Interactive Notebook Cover Page

It never fails each week I get the question asked of me, “Why did you choose spirals for your Interactive Notebooks?” The answer is fairly simple… I didn’t, they chose me.

How you ask?

I started using Interactive Notebooks in 2010 with my students and that year it was really whatever the kids had was what they would use. I was very liberal since we were starting in the Spring Semester and I wanted them to just have a place to put everything. Well, it worked for some and for most it didn’t. I knew something had to change when we made our school supply list for the following year.

Next we were all about binders. One binder all for math and using 5 dividers to sort things (warm-ups, practice sheets, notes, graded papers, extra). I took a lot of time each week to make sure that my students had their materials in the right places. It made me feel like things were finally starting to work. I still have students who are now Juniors in high school who have kept these because they were organized.

Moving onto the next school year we decided to use graph paper spirals and/or composition books (yes, I had one class of each- crazy but that’s another story) because we were limited to one binder for all subjects. We thought the graphing spirals would be perfect because it would allow students to line things up as well provide the needed room for graphs. Well that is all fine and dandy if you plan to use it that way. I started researching more about Interactive Notebooks and used more interactive things in them rather than just notes. Yes, these spirals were GREAT when we needed to graph things but for the most part when you are writing with pencil the dark blue lines can get in the way.

The class that used composition books went well. Because I was using both a spiral and a composition book I was always either having to shrink things down (65% is the magic amount) or fold them it was just getting to me. Not only was it more work for me as a teacher but it began to get frustrating keeping up with two different copies of everything. I loved composition books for their size and that they laid flat for the most part. The major thing that got to me over time was that students were notorious for tearing out a page from the back when they needed a piece of scrap paper not matter than warnings I gave and then pages started to fall out. DOH!
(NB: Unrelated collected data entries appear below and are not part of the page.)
PR #11114, opened 2025-02-24
Fix Contests

timolegros:
## Link to Issue
Closes: #11121

## Description of Changes
- Fixes mapper + contest projection

## Test Plan
- 

## Deployment Plan

1. 

## Other Considerations

-

### DIFF
--- a/libs/model/src/contest/Contests.projection.ts
+++ b/libs/model/src/contest/Contests.projection.ts
@@ -262,11 +262,10 @@ export function Contests(): Projection<typeof inputs> {
 
       // This happens for each recurring contest _after_ the initial contest
       ContestStarted: async ({ payload }) => {
-        const contest_id = payload.contest_id!;
-        await models.Contest.create({
-          ...payload,
-          contest_id,
-        });
+        // ignore ContestStarted events from OneOff/Single contests
+        if (payload.contest_id !== 0) {
+          await models.Contest.create(payload);
+        }
       },
 
       ContestContentAdded: async ({ payload }) => {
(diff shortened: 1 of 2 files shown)


libs/model/src/contest/Contests.projection.ts
```diff
@@ -262,11 +262,10 @@ export function Contests(): Projection<typeof inputs> {
 
       // This happens for each recurring contest _after_ the initial contest
       ContestStarted: async ({ payload }) => {
-        const contest_id = payload.contest_id!;
-        await models.Contest.create({
-          ...payload,
-          contest_id,
-        });
+        // ignore ContestStarted events from OneOff/Single contests
```
Rotorsoft, line 265: I thought @ryan already fixed this part

libs/model/src/services/chain-event-utils.ts
rbennettcw, line 1: What's the significance of these changes?

libs/model/src/contest/Contests.projection.ts
```diff
@@ -262,11 +262,10 @@ export function Contests(): Projection<typeof inputs> {
 
       // This happens for each recurring contest _after_ the initial contest
       ContestStarted: async ({ payload }) => {
-        const contest_id = payload.contest_id!;
-        await models.Contest.create({
-          ...payload,
-          contest_id,
-        });
```
rbennettcw, line 269: I've already made this idempodent in my PR. This issue will be resolved once merged soon.

rbennettcw (changes requested):

libs/model/src/contest/Contests.projection.ts
timolegros: I feel like this is a better solution than upsert. Upsert is just gonna result in an additional query when we know for a fact that we want to ignore the event...

rbennettcw (approved):

Issue #11117, opened 2025-02-24
Notify referrer when referral joins Common


Rotorsoft:
TBD: Event and knock workflow

PR #11122, opened 2025-02-24
notify referral signups

Rotorsoft:
## Link to Issue
Closes: #11117

## Description of Changes
- Adds notification mappings
- Adds handler

## Test Plan
  - TODO page
  - 

## Deployment Plan

1. 

## Other Considerations

-


libs/model/src/policies/handlers/notifyReferrerSignedUp.ts
```diff
@@ -0,0 +1,30 @@
...
+    where: { address: referred_by_address },
+    attributes: ['user_id'],
+  });
+  if (!referrer?.user_id) return;
+
+  const provider = notificationsProvider();
+  const res = await provider.triggerWorkflow({
+    key: WorkflowKeys.ReferrerSignedUp,
+    users: [{ id: referrer.user_id.toString() }],
+    data: { referee_user_id: user_id },
```
timolegros, line 27: Do we not need more data about the referee e.g. avatar, username, etc?

Rotorsoft: Adding profile details, but we'll probably iterate over the required attributes after looking at the final workflows

libs/model/src/policies/handlers/notifyReferrerSignedUp.ts
```diff
@@ -20,11 +20,20 @@ export const notifyReferrerSignedUp: EventHandler<
...
+
   const provider = notificationsProvider();
   const res = await provider.triggerWorkflow({
     key: WorkflowKeys.ReferrerSignedUp,
     users: [{ id: referrer.user_id.toString() }],
-    data: { referee_user_id: user_id },
+    data: {
+      referee_user_id: user_id,
+      referee_profile_name: referee?.profile?.name || '',
+      referee_profile_avatar_url: referee?.profile?.avatar_url || '',
```
timolegros, line 35: We should probably update the schema to remove `nullish` from `avatar_url` since it is always required and always exists.

rbennettcw (approved):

Moving onto year number 4 (2012-2013), I switched grades and they had already made the supply list to be two GREEN 100 page spirals. The students brought them in the first week, kept one for the second semester on a shelf in my classroom and we used the other. This is where spirals chose me, I had to make them work because I couldn’t change it.

I started planning during the summer how I would use them and really took time to look into what other teachers had done with their notebooks and I set up that structure I wanted from Day 1. Spiral notebooks allowed me to have more room not only for flippables and notes that we would glue in but also just to get everything in on the pages. I was finally in a groove and loving it. I took time to make it work and loved that my students were doing the same.

Now that I have continued to create Interactive Notebooks as samples for my products I still use spirals for the majority of them. I have also used three-prong folders that I can separate units with and I really like how portable they are. I definitely would have used these in my Resource Math classroom so that students weren’t overwhelmed by all the massive amount of notes over time.

So you can see that I have used just about all there is to use in the way of creating Interactive Notebooks. In the end you really need to determine not what only will work for you as a teacher but also for your students because in THEY are the ones who matter.

A few months back I created a video about the various different forms of Interactive Notebooks and talked about the pros and cons of each.

So now my question to you is… What are you using for Interactive Notebooks in your classroom? Are they working for you and your students? What could you do differently?